- [Description of the task] A complete answer lists every line of the material where the string "Identifier" occurs.

- [Task inputs]
***

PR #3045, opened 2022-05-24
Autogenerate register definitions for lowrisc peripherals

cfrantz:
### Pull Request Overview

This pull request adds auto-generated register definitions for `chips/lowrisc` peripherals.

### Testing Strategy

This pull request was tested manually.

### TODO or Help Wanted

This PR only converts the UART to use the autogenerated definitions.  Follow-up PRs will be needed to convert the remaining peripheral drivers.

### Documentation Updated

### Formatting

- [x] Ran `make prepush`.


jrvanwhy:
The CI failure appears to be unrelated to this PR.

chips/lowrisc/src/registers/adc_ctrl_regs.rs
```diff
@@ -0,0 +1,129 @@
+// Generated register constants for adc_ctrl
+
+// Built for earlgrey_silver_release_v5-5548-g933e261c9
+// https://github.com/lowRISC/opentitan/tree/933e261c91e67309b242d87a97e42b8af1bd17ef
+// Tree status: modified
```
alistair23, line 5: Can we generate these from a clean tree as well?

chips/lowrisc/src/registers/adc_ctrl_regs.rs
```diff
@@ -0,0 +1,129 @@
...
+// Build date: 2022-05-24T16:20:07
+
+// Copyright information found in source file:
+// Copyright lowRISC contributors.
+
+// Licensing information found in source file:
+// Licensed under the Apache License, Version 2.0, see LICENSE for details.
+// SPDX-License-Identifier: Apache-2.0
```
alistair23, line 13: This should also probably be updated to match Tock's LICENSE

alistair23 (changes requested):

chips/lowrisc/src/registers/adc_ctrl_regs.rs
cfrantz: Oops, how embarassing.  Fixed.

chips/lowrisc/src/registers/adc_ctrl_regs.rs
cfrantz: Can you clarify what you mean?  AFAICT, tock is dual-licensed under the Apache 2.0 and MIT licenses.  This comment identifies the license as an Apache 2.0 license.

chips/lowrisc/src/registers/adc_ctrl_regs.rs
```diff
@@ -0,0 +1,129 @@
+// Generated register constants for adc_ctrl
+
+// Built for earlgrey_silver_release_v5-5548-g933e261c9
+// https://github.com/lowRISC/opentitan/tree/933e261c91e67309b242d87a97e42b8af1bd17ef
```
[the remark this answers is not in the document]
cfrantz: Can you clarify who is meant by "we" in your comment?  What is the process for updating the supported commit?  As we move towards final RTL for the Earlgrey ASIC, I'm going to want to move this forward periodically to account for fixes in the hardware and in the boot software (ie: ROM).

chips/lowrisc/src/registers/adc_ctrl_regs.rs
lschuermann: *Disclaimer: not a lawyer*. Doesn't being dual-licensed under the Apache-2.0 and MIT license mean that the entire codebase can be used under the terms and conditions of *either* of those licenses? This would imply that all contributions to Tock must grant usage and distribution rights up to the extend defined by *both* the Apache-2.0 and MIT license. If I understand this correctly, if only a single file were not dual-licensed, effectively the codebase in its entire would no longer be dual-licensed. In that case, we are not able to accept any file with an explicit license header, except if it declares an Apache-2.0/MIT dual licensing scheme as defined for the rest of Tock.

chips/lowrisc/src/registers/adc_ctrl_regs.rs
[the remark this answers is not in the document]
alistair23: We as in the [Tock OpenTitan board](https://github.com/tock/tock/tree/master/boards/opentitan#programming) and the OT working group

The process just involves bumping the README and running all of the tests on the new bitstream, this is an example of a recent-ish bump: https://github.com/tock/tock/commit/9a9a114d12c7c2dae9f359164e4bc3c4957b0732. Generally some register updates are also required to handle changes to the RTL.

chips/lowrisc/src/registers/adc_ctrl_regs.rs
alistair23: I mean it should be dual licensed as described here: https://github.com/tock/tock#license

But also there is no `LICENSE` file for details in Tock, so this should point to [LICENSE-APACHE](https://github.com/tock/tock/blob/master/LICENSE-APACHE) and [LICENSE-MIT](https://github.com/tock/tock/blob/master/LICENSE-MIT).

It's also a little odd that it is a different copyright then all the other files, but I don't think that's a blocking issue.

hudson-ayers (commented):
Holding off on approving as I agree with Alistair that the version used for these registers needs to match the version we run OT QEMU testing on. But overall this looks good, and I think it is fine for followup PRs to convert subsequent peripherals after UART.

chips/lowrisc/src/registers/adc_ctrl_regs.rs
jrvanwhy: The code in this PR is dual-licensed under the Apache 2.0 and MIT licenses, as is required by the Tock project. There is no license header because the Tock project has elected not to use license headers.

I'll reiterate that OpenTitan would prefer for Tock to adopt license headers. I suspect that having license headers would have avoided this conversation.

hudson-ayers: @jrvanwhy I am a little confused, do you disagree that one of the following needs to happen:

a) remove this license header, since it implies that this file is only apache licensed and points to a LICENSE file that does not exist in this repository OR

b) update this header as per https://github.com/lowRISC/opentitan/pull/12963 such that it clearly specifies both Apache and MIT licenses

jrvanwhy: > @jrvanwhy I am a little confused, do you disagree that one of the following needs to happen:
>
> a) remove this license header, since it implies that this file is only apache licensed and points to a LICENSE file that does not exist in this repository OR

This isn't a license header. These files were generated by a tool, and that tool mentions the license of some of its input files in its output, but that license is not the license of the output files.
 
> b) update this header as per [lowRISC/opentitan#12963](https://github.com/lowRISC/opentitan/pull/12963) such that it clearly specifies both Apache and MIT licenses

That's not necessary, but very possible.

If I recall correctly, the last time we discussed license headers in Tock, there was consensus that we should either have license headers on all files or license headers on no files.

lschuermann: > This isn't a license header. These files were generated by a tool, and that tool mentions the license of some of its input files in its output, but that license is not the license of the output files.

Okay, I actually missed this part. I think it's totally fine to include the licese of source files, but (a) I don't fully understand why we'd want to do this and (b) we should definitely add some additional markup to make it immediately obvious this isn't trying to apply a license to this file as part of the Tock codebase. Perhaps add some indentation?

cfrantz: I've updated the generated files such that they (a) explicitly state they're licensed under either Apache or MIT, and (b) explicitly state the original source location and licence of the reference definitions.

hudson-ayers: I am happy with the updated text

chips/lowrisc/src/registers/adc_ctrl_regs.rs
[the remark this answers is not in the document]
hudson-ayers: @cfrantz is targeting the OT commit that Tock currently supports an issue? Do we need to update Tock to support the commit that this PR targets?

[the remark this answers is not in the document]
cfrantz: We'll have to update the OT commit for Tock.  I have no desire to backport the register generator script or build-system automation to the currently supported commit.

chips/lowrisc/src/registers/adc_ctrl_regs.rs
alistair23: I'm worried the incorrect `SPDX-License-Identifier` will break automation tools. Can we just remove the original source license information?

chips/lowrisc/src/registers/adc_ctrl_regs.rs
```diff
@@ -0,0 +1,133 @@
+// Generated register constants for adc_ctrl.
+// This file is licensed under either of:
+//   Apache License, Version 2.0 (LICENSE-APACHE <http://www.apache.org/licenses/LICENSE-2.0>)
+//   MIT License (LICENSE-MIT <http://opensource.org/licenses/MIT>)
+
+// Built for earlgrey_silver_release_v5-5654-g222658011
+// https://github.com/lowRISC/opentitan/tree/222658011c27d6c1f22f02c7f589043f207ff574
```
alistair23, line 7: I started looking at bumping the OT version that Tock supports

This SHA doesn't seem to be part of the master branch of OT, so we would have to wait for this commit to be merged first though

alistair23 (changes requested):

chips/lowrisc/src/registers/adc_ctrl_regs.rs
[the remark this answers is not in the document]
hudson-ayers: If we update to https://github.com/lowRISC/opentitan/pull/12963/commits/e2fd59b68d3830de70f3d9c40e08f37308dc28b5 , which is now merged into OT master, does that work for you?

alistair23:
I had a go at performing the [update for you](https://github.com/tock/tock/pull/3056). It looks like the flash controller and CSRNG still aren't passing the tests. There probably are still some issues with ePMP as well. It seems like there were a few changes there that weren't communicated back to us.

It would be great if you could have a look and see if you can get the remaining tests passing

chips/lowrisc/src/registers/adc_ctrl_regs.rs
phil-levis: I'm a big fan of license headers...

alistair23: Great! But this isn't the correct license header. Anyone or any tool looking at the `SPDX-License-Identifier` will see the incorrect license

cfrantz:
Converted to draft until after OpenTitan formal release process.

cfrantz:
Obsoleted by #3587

***

- [Your solution]
+// SPDX-License-Identifier: Apache-2.0
alistair23: I'm worried the incorrect `SPDX-License-Identifier` will break automation tools. Can we just remove the original source license information?
alistair23: Great! But this isn't the correct license header. Anyone or any tool looking at the `SPDX-License-Identifier` will see the incorrect license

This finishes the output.